[Problem to work on]
Count every line below that contains "GetReq", then state the total with no other output.

[Working data]
....................
PR #49717, opened 2026-05-12
enhance: move embedding function execution before WAL append

aoiasd:
relate: #49716

## Summary
Move BM25/MinHash function execution from DN/QN pipeline embedding nodes to the write-before path before WAL append. Add collection-scoped function runner caching and keep pipeline-side compatibility fill for old insert messages without generated function output fields.

PR #51155, opened 2026-07-08
fix: avoid duplicate function runner initialization

aoiasd:
issue: #50819

## Summary
Replace the package-level function runner singleflight with entry-local initialization coordination so concurrent requests share one in-flight build only within the same runner entry.
Simplify runner entry lifecycle to NotReady -> Ready -> Close, while preserving retry after failed initialization and context-aware waiting.
Move delegator function metadata to FunctionRunnerManager so search/analyzer paths use the managed runner lifecycle.

PR #50894, opened 2026-06-29
fix: stop retrying unrecoverable streaming writes

chyezh:
issue: #50878

- streaming redo: convert dropped collection or partition waits into unrecoverable errors so stale inserts stop retrying
- streaming write errors: return unrecoverable errors for pre-WAL schema and function materialization failures
- streaming status: map terminal streaming errors to non-retryable gRPC statuses
- streaming handler: keep RO channel assignment checks retryable while waiting for RW promotion

PR #50426, opened 2026-06-10
enhance: support text_match/bm25 for text type

zhagnlu:
issue: #48783

PR #52753, opened 2026-08-21
enhance: [2.6] move embedding function execution before WAL append (#49717)

aoiasd:
issue: #49716
pr: https://github.com/milvus-io/milvus/pull/49717

## Summary
Move BM25 function execution from DN/QN pipeline embedding nodes to the write-before path before WAL append in 2.6, while retaining compatibility for legacy messages and existing 2.6 non-BM25 behavior. Include all applicable follow-up fixes from master for runner lifecycle and initialization, IDF safety, no-function and delete-only fast paths, and related race coverage.

## 2.6 scope
- Preserve the complete FunctionRunner Manager design, including Update, schema-version retention, concurrency, and lifecycle handling.
- The supported 2.6 API rejects BM25 Add, Alter, and Drop, so WAL and Delegator callers allocate, use, and release runners but do not call Manager Update.
- Keep the 2.6 legacy-message fallback and non-BM25 function-output behavior.
- Exclude master-only MinHash, growing-source, Storage V3, and dynamic BM25 caller synchronization.

## Verification
- Full Milvus build passed on the final production tree.
- Function Manager, WAL shard, QueryNode pipeline, FlushCommon pipeline/writebuffer, Storage conversion, streaming message/typeutil, focused Delegator, and Manager race tests passed.


internal/streamingnode/server/wal/interceptors/shard/shard_interceptor.go
```diff
@@ -146,10 +159,19 @@ func (impl *shardInterceptor) handleInsertMessage(ctx context.Context, msg messa
 	// Assign segment for insert message.
 	// !!! Current implementation a insert message only has one parition, but we need to merge the message for partition-key in future.
 	header := insertMsg.Header()
+	collectionID := header.GetCollectionId()
+	schemaVersion := function.LatestFunctionRunnerVersion
+	if err := impl.materializeFunctionFields(ctx, insertMsg, collectionID, schemaVersion); err != nil {
```
buqian-zilliz, line 164: **[P1] Function runner schema is never refreshed on schema change, so WAL materialization can use stale BM25 definitions**

`FunctionRunnerManager.Update` is only referenced from tests; no production caller exists. `NewShardDelegator` calls `Alloc` once at construction, and the WAL interceptor calls `Alloc` only in `handleCreateCollection`/recovery. `handleAlterCollection` and `handleSchemaChange` only flush/fence segments and never extract the new `Schema` from the alter body to call `Update`, and `shardManagerImpl.CollectionInfo.Schema` is never rewritten after create/recovery either. Because `handleInsertMessage` materializes with `LatestFunctionRunnerVersion`, inserts that follow an ALTER of a BM25 function (for example, changed `analyzer_params` or input/output fields) will be materialized before WAL append using the pre-alter runner definition, silently producing the wrong sparse output. Please wire the schema-change paths to `Update` (and update the shard manager's stored schema) before this is shipped.

internal/util/function/manager.go
```diff
@@ -0,0 +1,1292 @@
...
+		}
+		writeFieldSignature(hasher, "output_name", field)
+		if len(outputIDs) == 0 {
+			resolvedOutputIDs = append(resolvedOutputIDs, field.GetFieldID())
+		}
+	}
+	return hex.EncodeToString(hasher.Sum(nil)), resolvedInputIDs, resolvedOutputIDs, nil
+}
+
+func writeFieldSignature(hasher hashWriter, prefix string, field *schemapb.FieldSchema) {
```
buqian-zilliz, line 1115: **[P2] Runner cache signature omits field type_params, so analyzer configuration changes do not invalidate the cached runner**

`embeddingFunctionMetadata`/`writeFieldSignature` hashes only `FieldID`, name, `DataType`, `ElementType`, and `IsFunctionOutput`; it does not hash `TypeParams`. `NewBM25FunctionRunner` builds its tokenizer from the input field's `TypeParams` (the `analyzer_params` value). A same-schema-version refresh that only changes `analyzer_params` therefore produces an identical signature, so the cached `FunctionRunnerEntry` is reused and WAL materialization keeps the old tokenizer. Include field `TypeParams` (and any other runner-affecting field metadata) in the signature, or rebuild the runner when those properties change.

internal/querynodev2/delegator/delegator.go
```diff
@@ -390,22 +410,13 @@ func (sd *shardDelegator) search(ctx context.Context, req *querypb.SearchRequest
...
-		avgdl, err := sd.buildBM25IDF(req.GetReq())
-		if err != nil {
-			return nil, err
-		}
-
-		if avgdl <= 0 {
-			log.Warn("search bm25 from empty data, skip search", zap.String("channel", sd.vchannelName), zap.Float64("avgdl", avgdl))
-			return []*internalpb.SearchResults{}, nil
-		}
+	avgdl, skipSearch, err := sd.prepareSearchFunction(ctx, req.GetReq())
```
buqian-zilliz, line 425: **[P3] Every search now takes manager/entry locks and does map lookups even for non-function output fields**

`search()` now calls `prepareSearchFunction` unconditionally, and `prepareSearchFunction` calls `RunWithRunner`, which acquires the manager `RLock`, the collection-entry `RLock`, and performs multiple map lookups before it can decide the field is not a function output. The previous implementation was a single `sd.isBM25Field[fieldId]` map read. For non-BM25 collections (the common case) this adds lock traffic and map lookups to the hot search path. Consider a cheap fast-path check (for example, cache whether the collection has embedding functions on the delegator) before entering the manager.

internal/util/function/manager.go
```diff
@@ -0,0 +1,1292 @@
...
+	}
+	e.mu.RUnlock()
+	if field == nil {
+		return false, merr.WrapErrServiceUnavailableMsg("field %d is not available in function runner schema for key %s at schema version %d", fieldID, key, schemaVersion)
+	}
+	if !typeutil.CreateFieldSchemaHelper(field).EnableAnalyzer() {
+		return false, nil
+	}
+
+	analyzer, err := NewAnalyzerRunner(field)
```
buqian-zilliz, line 817: **[P3] Non-BM25 analyzer fields now build a short-lived analyzer on every request instead of reusing a cached runner**

For analyzer-enabled fields that are not backed by a BM25 runner, `RunWithAnalyzer` falls through to `NewAnalyzerRunner(field)` per request (and then closes it). The removed `NewShardDelegator` code built `analyzerRunners` once at delegator construction and reused them. `RunAnalyzer` and `GetHighlight` will now pay analyzer/tokenizer construction on each call; if these endpoints are used at non-trivial frequency this is a measurable regression. Consider caching these analyzers with the same lifecycle handling as the function runners.

internal/streamingnode/server/wal/interceptors/shard/shard_interceptor.go
aoiasd: No production change here by design. On 2.6, Proxy explicitly rejects BM25 Add, Alter, and Drop Function operations in internal/proxy/function_task.go, so a supported request cannot change the WAL BM25 definition after CreateCollection. The generic FunctionRunnerManager.Update implementation and tests are retained, but wiring Update into WAL or delegator would reintroduce the unsupported dynamic BM25 lifecycle removed from this 2.6 adaptation.

internal/util/function/manager.go
aoiasd: Fixed in ec4bd0d068. Field signatures now include the two runner-affecting type params, analyzer_params and multi_analyzer_params, while unrelated params such as mmap.enabled still preserve runner reuse. Added signature regressions plus a Manager.Update test proving an analyzer change builds a new runner and retires the old one.

internal/querynodev2/delegator/delegator.go
aoiasd: Keeping the managed lookup intentionally. This matches master commit 91f7a255b4, where search acquires the same runner lifecycle lease used by WAL and delegator paths instead of maintaining a second local function-metadata cache. The added work is read locks and in-memory lookups before distributed search; without benchmark evidence of a material regression, duplicating lifecycle state for a speculative fast path would be riskier.

internal/util/function/manager.go
aoiasd: Keeping the current master lifecycle behavior intentionally. BM25 input analyzers still reuse the cached managed BM25 runner through analyzerFieldSignatures. Only standalone analyzer-enabled fields use the short-lived path, which closes the analyzer after the callback; the removed 2.6 delegator cache did not close standalone analyzer runners in Close. This avoids stale or leaked analyzer ownership, and there is no measured regression supporting restoration of a second unmanaged cache.

internal/flushcommon/writebuffer/write_buffer.go
```diff
@@ -769,3 +783,40 @@ func PrepareInsert(collSchema *schemapb.CollectionSchema, pkField *schemapb.Fiel
...
+		outputFieldIDs = append(outputFieldIDs, outputField.GetFieldID())
+	}
+	return outputFieldIDs, nil
+}
+
+func appendBM25StatsFromInsertData(stats map[int64]*storage.BM25Stats, outputFieldIDs []int64, data *storage.InsertData) error {
+	for _, outputFieldID := range outputFieldIDs {
+		outputData, ok := data.Data[outputFieldID]
+		if !ok {
+			return merr.WrapErrServiceInternalMsg("BM25 output field %d not found in insert data", outputFieldID)
```
buqian-zilliz, line 786: **[P2] Row-based BM25 inserts now fail in the data-node write path**

`PrepareInsert` now computes BM25 stats via `appendBM25StatsFromInsertData`, which requires each BM25 output field to already be present in `storage.InsertData.Data` and otherwise returns `"BM25 output field %d not found in insert data"`. For row-based messages, `storage.InsertMsgToInsertData` dispatches to `RowBasedInsertMsgToInsertData(msg, schema, true)`, whose `skipFunction` branch skips `isEmbeddingFunctionOutputField` columns, so that output field is never populated. The preceding `writeNode.Operate` fallback (`FillEmbeddingData` -&gt; `getStringFieldData`) cannot compensate because row-based messages carry no `FieldsData`. The removed `embeddingNode` ran the BM25 function over `storage.InsertData` and handled row-based inserts. If legacy row-based inserts can still reach the data node on 2.6, this panics the write node on valid input; otherwise consider explicitly rejecting row-based BM25 inserts.

internal/streamingnode/server/wal/interceptors/shard/shard_interceptor.go
buqian-zilliz, line 164: **[P3] Every WAL insert now takes manager and collection-entry read locks even for collections without functions**

`handleInsertMessage` now calls `materializeFunctionFields` unconditionally before segment assignment. For collections without embedding functions (the common case), `FunctionRunnerManager.Materialize` still acquires the process-wide manager `RLock` via `getEntry`, then the collection-entry `RLock`, and performs `keyVersions`/`versionRunners` map lookups before returning early because `outputFieldIDs` is empty. On a busy pchannel this adds two read-lock acquisitions and several map lookups to the hottest WAL append path for every insert. Consider a cheap per-collection `has embedding functions` flag (derived from the schema already held in `CollectionInfo`) so the interceptor can skip the manager entirely when no function output exists.

internal/flushcommon/writebuffer/write_buffer.go
aoiasd: Thanks. I traced this through the original 2.6 path end to end, and this is not a compatibility regression. RowBasedInsertMsgToInsertData with skipFunction enabled skips the BM25 sparse output, but its decoder has no VarChar or Text case. BM25 input validation requires exactly such a text field, so the removed DataNode embedding node also failed when it looked up that input in the converted storage InsertData. The current path fails earlier because row-based requests have no FieldsData, but no previously accepted 2.6 BM25 row-based path was lost. A post-conversion materializer would still lack the text input unless we also introduced new row-based text encoding and decoding semantics, which is outside this function-execution-only CP. No change.

internal/streamingnode/server/wal/interceptors/shard/shard_interceptor.go
aoiasd: Thanks. I am keeping this unchanged. Current master unconditionally uses the same WAL materialization call and the same manager and collection-entry read-side lookups before returning for a missing lifecycle or empty output set. There is no benchmark, profile, or CI evidence showing a material throughput regression here. Adding a separate shard-side hasFunction flag would duplicate collection lifecycle and schema state and add another synchronization invariant for a speculative optimization. We can optimize this later if measurements show it is needed.

internal/querynodev2/delegator/delegator.go
aoiasd: Follow-up after CI: fixed in ba787260d2. The prior response treated this only as a performance concern, but the static 2.6 Manager snapshot made it a correctness issue for AddField: every search reached Manager, so a newly added ordinary vector field was rejected as ServiceUnavailable. The delegator now keeps creation-time, field-specific BM25 eligibility and bypasses Manager for non-BM25 fields, matching the original 2.6 execution condition while retaining the Manager strict missing-field contract and complete Update semantics. Regression coverage verifies the bypass.

internal/streamingnode/server/wal/interceptors/shard/shard_interceptor.go
```diff
@@ -146,10 +159,19 @@ func (impl *shardInterceptor) handleInsertMessage(ctx context.Context, msg messa
...
+		impl.shardManager.Logger().Warn("failed to materialize function fields before WAL append",
+			zap.Int64("collectionID", collectionID),
+			zap.Int32("schemaVersion", schemaVersion),
+			zap.Error(err))
+		return nil, status.NewUnrecoverableError("failed to materialize function fields before WAL append: %s", err.Error())
```
buqian-zilliz, line 169: **[P3] Materialization errors are classified as unrecoverable, bypassing the redo retry path**

In `handleInsertMessage`, any error from `materializeFunctionFields` is returned as `status.NewUnrecoverableError`, so the message is rejected permanently rather than retried. The manager is explicitly designed to retry runner initialization on the next request (`warnInitFailure` logs "will retry on next request"), so a transient failure (for example a runner that fails to initialize once, or a `context` deadline hit while `GetRunner` waits on init) drops that insert instead of being re-queued via `redo.ErrRedo` like the segment-assignment errors immediately below. Consider classifying transient materialization failures as redo so the append can be retried.

internal/querynodev2/pipeline/insert_node.go
```diff
@@ -129,13 +151,81 @@ func newInsertNode(
...
+		functionStore: function.NewFunctionRunnerLocalStore(),
+	}
+	if _, err := iNode.functionStore.OutputFieldIDs(schema); err != nil {
+		return nil, err
+	}
+	return iNode, nil
+}
+
+func (iNode *insertNode) appendBM25Stats(iData *delegator.InsertData, msg *InsertMsg, schema *schemapb.CollectionSchema) error {
+	outputFieldIDs, err := getBM25OutputFieldIDs(schema)
```
buqian-zilliz: **[P3] BM25 output field IDs are recomputed for every insert message on the query node**

`insertNode.addInsertData` calls `appendBM25Stats`, which recomputes the BM25 output field IDs by calling `getBM25OutputFieldIDs(schema)` (a scan over `schema.GetFunctions()` plus `typeutil.GetField`) once per insert message. `Operate` already computed the same set once per batch through `iNode.functionStore.OutputFieldIDs(schema)`, which is cached by schema version. Pass the precomputed `functionOutputFieldIDs` into `appendBM25Stats` instead of recomputing it per message on the hot insert path.

internal/streamingnode/server/wal/interceptors/shard/shard_interceptor.go
aoiasd: Verified against current master and the originating fix. Master still deliberately returns an unrecoverable error here; fc0054b75c (#50894) changed function materialization from retryable/inner to unrecoverable specifically to stop replaying terminal pre-WAL failures. In 2.6 the managed execution set is BM25 only, so schema/analyzer/payload failures are deterministic for the same append, and redo has no materialization wait/backoff and could hot-loop. A context error after WAL readiness is tied to WAL shutdown and is not recoverable by redo. Manager retry-on-next-request allows a later independent request to rebuild after failed initialization; it does not require replaying the same write. Keeping the master classification unchanged.

internal/querynodev2/pipeline/insert_node.go
aoiasd: Fixed in 2c609e5711. QueryNode now passes the once-per-batch FunctionRunnerLocalStore.OutputFieldIDs result through addInsertData to appendBM25Stats, and the per-message schema/function scan was removed. On 2.6 IsEmbeddingFunctionType admits only BM25, so this reuses the same valid-schema field set without widening execution conditions; missing field and sparse-vector payload validation remain unchanged.

internal/util/function/local_store.go
```diff
@@ -0,0 +1,106 @@
...
+		runners, err := BuildEmbeddingRunners(schema)
+		if err != nil {
+			return err
+		}
+		defer CloseRunners(runners)
+		_, err = FillFunctionFields(runners, body)
+		return err
+	}
+	schemaVersion := schema.GetVersion()
+	_, ok, err := GetManager().TryMaterialize(context.Background(), collectionID, schemaVersion, body)
```
buqian-zilliz, line 90: **[P3] Consumer fallback materialization blocks with context.Background and panics on runner-init failure**

`FunctionRunnerLocalStore.FillEmbeddingData` calls `GetManager().TryMaterialize(context.Background(), ...)`. On the query node the manager entry is registered by `NewShardDelegator.Alloc`, so a legacy insert message that arrives while the managed runner is still asynchronously initializing (or whose initialization failed) blocks the single-goroutine insert pipeline in `runWithRunnerEntries` -&gt; `GetRunner` -&gt; `waitInit` with no deadline or cancellation. A runner-init error then propagates back through `TryMaterialize` and is turned into a `panic` in `insertNode.Operate` instead of falling back to a locally built runner. Consider threading the pipeline context (or a bounded timeout) into `FillEmbeddingData`/`TryMaterialize` so the compatibility path cannot stall or crash the node.

pkg/streaming/util/message/specialized_message.go
```diff
@@ -188,6 +189,28 @@ func (m *specializedMutableMessageImpl[H, B]) OverwriteBody(body B) {
 	if err != nil {
 		panic(fmt.Sprintf("failed to marshal specialized body, %s", err.Error()))
 	}
+	if ch := m.cipherHeader(); ch != nil {
+		cipher := mustGetCipher()
+		encryptor, safeKey, err := cipher.GetEncryptor(ch.EzId, ch.CollectionId)
```
buqian-zilliz, line 194: **[P3] OverwriteBody now requires encryptor capability on the streaming node and panics on failure**

For encrypted collections, the new pre-WAL materialization path calls `OverwriteBody`, which re-encrypts the rewritten body via `cipher.GetEncryptor`. Before this change the WAL interceptor only needed to decrypt bodies to read them; it never needed write-side crypto. If the streaming node's cipher hook does not grant encryptor access for the collection's encryption zone, `GetEncryptor` fails and the `panic` in `OverwriteBody` crashes the interceptor/streaming node rather than returning a recoverable append error. Please confirm the streaming node is provisioned with encryptor access for encrypted collections, and prefer returning an error over panicking.

internal/util/function/local_store.go
aoiasd: Verified against current master and #51155. Master intentionally calls TryMaterialize(context.Background(), ...) here, and TestFunctionRunnerManagerTryMaterializeInitializesRetainedVersion explicitly requires an exact retained version to initialize/use its managed runner. The context only cancels waitInit; BuildEmbeddingRunner itself has no context and continues, while both QN/DN callers panic on any returned materialization error. A local fallback would synchronously build the same BM25-only runner and restore the duplicate-initialization behavior #51155 removed. Fallback remains only for a schema version absent from the Manager, so no 2.6-specific change is needed.

pkg/streaming/util/message/specialized_message.go
aoiasd: Confirmed the StreamingNode provisioning path. streaming.Init registers hookutil.GetCipher() with the message package on the StreamingNode process. The canonical milvus-cloud-plugin explicitly lists streamingnode in RemoteServers, creates a full KeyManagerImpl for that role, and CipherProvider delegates both GetEncryptor and GetDecryptor to it; its StreamingNode tests obtain an encryptor, encrypt data, then decrypt it successfully. The original master commit d79a05bec6 also added the encrypted OverwriteBody round-trip test, and current master keeps this exact implementation. OverwriteBody is a generic Must-style void mutator whose marshal/cipher failures panic by contract; changing it to an error-returning API would be a broad message semantic change rather than a 2.6 Function adaptation. No change here.

internal/flushcommon/writebuffer/write_buffer.go
```diff
@@ -697,6 +697,11 @@ func (wb *writeBufferBase) Close(ctx context.Context, drop bool) {
 // prepareInsert transfers InsertMsg into organized InsertData grouped by segmentID
 // also returns primary key field data
 func PrepareInsert(collSchema *schemapb.CollectionSchema, pkField *schemapb.FieldSchema, insertMsgs []*msgstream.InsertMsg) ([]*InsertData, error) {
+	bm25OutputFieldIDs, err := getBM25OutputFieldIDs(collSchema)
```
buqian-zilliz: **[P3] Data node re-derives BM25 output field IDs on every PrepareInsert batch**

`PrepareInsert` calls `getBM25OutputFieldIDs(collSchema)` on each batch and re-scans `schema.GetFunctions()` plus `typeutil.GetFunctionOutputField`, even though `writeNode.Operate` already computed the same set via `functionStore.OutputFieldIDs(currentSchema)` (cached by schema version) for the identical `currentSchema` it passes into `PrepareInsert`. This duplicates the derivation on the data-node write path and gives the two paths a chance to drift. Consider passing the precomputed output field IDs into `PrepareInsert` (or a shared helper) instead of re-deriving them per batch.

internal/streamingnode/server/wal/interceptors/shard/function_materializer.go
```diff
@@ -0,0 +1,46 @@
...
+	return "WAL-" + vchannel
+}
+
+func (impl *shardInterceptor) allocFunctionRunners(collectionID int64, vchannel string, schema *schemapb.CollectionSchema) {
+	key := walFunctionRunnerKey(vchannel)
+	schemaVersion := function.LatestFunctionRunnerVersion
+	if schema != nil {
+		schemaVersion = schema.GetVersion()
+	}
+	if err := function.GetManager().Alloc(collectionID, key, schema); err != nil {
```
buqian-zilliz, line 24: **[P3] Function-runner allocation errors are swallowed at WAL create/recovery, deferring failure to downstream insert/search**

`allocFunctionRunners` discards the `function.GetManager().Alloc` error and only logs a warning. `Alloc` returns synchronously only for metadata-validation failures in `buildFunctionRunnerVersion`; actual runner construction (`BuildEmbeddingRunner` -&gt; `NewBM25FunctionRunner`) is deferred to a background goroutine whose error is likewise only logged as `will retry on next request`. The removed data-node/query-node embedding nodes built runners synchronously and failed setup on error. As a result an invalid/unbuildable BM25 definition can be accepted at create/recovery: a synchronous metadata error leaves the WAL lifecycle key unregistered, so `Materialize` returns `(false, nil)` for `LatestFunctionRunnerVersion` and inserts are written without the BM25 output, later failing in `appendBM25StatsFromInsertData`/`appendBM25Stats` with `BM25 output field ... not found`; an async build error instead rejects each insert as unrecoverable. Please confirm this lenient error surface is intended and that downstream paths degrade cleanly rather than panicking.

internal/flushcommon/writebuffer/write_buffer.go
aoiasd: Fixed in 7f4c338c11. DataNode now passes the once-per-batch FunctionRunnerLocalStore.OutputFieldIDs(currentSchema) result into PrepareInsert, and the per-batch getBM25OutputFieldIDs schema/function scan was removed. On 2.6 IsEmbeddingFunctionType admits only BM25, so the supplied set is identical for valid schemas; the existing missing-field and sparse-vector validation in appendBM25StatsFromInsertData remains unchanged. This only reuses metadata and does not widen FunctionRunner execution conditions.

internal/streamingnode/server/wal/interceptors/shard/function_materializer.go
aoiasd: Confirmed: this is the intentional recovery contract and matches current master. FunctionRunnerManager.Alloc explicitly returns metadata-validation failures synchronously but logs/retries runner-construction failures so collection recovery is not failed; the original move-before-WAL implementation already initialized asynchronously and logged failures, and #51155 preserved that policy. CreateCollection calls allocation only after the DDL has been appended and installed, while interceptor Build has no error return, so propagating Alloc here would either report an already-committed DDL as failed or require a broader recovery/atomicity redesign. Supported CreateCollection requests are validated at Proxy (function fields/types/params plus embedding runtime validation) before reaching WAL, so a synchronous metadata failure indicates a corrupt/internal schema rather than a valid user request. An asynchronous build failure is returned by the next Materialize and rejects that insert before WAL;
....................
[Reply to the task]
2